(Task)
Nothing but the lines holding the string "handles" should appear in the answer. Copy them from the entries.

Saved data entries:
Start of Block

PR #114, opened 2018-06-20
added hidden _to_c member to most handles

MaxOstrowski:
I added some _to_c members to the Python interface for all handles that can easily be converted.
I excluded types and singles (atoms, iterators, etc...).


rkaminsk:
Merged and also added a _to_c to symbols to be able to pass around those.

End of Block

(Reply to the task)
added hidden _to_c member to most handles
I added some _to_c members to the Python interface for all handles that can easily be converted.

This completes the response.